# [PROBLEM DESCRIPTION]
The answer must consist of every line in the records below that contains the string "Update".

# [RECORDS FOR THE TASK]
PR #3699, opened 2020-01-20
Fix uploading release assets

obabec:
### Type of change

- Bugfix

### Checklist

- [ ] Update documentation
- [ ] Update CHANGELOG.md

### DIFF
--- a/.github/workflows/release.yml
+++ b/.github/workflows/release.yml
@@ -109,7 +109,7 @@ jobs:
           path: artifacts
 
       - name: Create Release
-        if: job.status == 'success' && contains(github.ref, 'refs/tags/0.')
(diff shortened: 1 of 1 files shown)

# [TASK SOLUTION]
- [ ] Update documentation
- [ ] Update CHANGELOG.md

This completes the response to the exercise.